[Saved entries]
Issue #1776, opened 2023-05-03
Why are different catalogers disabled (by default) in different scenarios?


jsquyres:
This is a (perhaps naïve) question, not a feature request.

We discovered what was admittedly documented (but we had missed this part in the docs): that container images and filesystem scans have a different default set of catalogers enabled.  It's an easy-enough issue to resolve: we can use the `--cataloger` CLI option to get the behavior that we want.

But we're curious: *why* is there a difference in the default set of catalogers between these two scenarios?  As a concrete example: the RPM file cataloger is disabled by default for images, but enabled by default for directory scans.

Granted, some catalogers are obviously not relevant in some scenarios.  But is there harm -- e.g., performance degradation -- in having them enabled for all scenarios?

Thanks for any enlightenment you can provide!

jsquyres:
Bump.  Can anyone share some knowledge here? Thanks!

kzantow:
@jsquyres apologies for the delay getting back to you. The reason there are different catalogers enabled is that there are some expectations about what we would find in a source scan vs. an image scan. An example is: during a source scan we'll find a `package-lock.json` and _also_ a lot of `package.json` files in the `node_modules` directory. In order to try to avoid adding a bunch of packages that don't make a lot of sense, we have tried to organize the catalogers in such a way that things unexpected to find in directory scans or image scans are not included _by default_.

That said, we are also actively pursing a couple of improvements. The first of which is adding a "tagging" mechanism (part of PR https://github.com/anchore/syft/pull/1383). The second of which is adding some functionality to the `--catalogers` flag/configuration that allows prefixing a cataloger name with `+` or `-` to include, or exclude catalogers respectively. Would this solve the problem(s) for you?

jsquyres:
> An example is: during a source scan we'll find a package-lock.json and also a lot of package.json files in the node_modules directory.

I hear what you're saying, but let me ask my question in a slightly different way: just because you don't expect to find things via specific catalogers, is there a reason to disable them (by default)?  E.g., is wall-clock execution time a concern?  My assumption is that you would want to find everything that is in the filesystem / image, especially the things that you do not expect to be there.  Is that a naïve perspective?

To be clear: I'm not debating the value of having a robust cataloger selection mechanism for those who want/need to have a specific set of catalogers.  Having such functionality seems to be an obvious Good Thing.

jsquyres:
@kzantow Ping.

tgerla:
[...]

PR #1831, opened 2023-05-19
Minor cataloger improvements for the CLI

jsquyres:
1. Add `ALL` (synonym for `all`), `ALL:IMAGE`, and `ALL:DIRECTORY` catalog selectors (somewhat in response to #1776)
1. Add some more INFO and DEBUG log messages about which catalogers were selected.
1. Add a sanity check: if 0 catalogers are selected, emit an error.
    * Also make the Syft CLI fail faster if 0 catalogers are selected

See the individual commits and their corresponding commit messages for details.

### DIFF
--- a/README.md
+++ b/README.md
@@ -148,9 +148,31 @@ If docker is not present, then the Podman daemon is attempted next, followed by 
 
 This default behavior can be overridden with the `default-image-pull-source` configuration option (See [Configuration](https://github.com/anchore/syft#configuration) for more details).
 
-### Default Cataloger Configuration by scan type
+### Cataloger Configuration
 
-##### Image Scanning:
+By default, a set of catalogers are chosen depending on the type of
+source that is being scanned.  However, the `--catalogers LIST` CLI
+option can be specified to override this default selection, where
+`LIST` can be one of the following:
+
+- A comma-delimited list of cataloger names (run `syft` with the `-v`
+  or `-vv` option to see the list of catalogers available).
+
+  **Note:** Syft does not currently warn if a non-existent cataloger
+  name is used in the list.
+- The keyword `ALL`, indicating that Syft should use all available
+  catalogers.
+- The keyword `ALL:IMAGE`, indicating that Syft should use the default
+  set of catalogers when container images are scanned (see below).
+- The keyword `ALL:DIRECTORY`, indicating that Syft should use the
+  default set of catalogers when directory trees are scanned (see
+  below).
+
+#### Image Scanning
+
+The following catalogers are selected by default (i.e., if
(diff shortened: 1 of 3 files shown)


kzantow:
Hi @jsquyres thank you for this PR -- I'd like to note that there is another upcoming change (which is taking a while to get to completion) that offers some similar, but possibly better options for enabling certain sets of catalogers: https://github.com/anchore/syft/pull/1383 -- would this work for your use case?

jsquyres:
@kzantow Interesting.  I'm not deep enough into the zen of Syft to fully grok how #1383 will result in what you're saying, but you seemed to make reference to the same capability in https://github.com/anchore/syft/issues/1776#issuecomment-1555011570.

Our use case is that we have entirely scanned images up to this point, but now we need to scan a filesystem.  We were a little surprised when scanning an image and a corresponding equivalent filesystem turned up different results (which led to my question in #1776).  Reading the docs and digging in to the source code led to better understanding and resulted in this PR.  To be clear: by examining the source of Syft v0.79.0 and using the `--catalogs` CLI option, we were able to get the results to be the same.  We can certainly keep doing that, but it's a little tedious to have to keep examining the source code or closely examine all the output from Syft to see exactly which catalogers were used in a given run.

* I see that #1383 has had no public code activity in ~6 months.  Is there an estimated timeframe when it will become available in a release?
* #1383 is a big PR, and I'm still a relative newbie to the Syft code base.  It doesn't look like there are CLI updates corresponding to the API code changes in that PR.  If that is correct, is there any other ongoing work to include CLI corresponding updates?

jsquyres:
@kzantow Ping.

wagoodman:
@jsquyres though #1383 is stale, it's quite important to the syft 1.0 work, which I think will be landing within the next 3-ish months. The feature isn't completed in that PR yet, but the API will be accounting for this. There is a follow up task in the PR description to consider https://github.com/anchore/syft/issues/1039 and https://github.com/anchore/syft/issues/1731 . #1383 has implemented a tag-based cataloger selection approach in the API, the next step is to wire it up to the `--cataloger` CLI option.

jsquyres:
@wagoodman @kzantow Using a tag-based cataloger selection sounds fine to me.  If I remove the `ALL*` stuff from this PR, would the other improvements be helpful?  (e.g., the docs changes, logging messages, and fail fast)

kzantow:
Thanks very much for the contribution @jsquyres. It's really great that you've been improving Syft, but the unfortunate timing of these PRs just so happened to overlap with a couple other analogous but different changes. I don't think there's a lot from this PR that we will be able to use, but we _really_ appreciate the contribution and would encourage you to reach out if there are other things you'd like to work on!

# [Problem details]
Above are the entries. Quote exactly the lines from the one bearing "default selection, where" through the one bearing "in the list.".

# [Result for this task]
+option can be specified to override this default selection, where
+`LIST` can be one of the following:
+
+- A comma-delimited list of cataloger names (run `syft` with the `-v`
+  or `-vv` option to see the list of catalogers available).
+
+  **Note:** Syft does not currently warn if a non-existent cataloger
+  name is used in the list.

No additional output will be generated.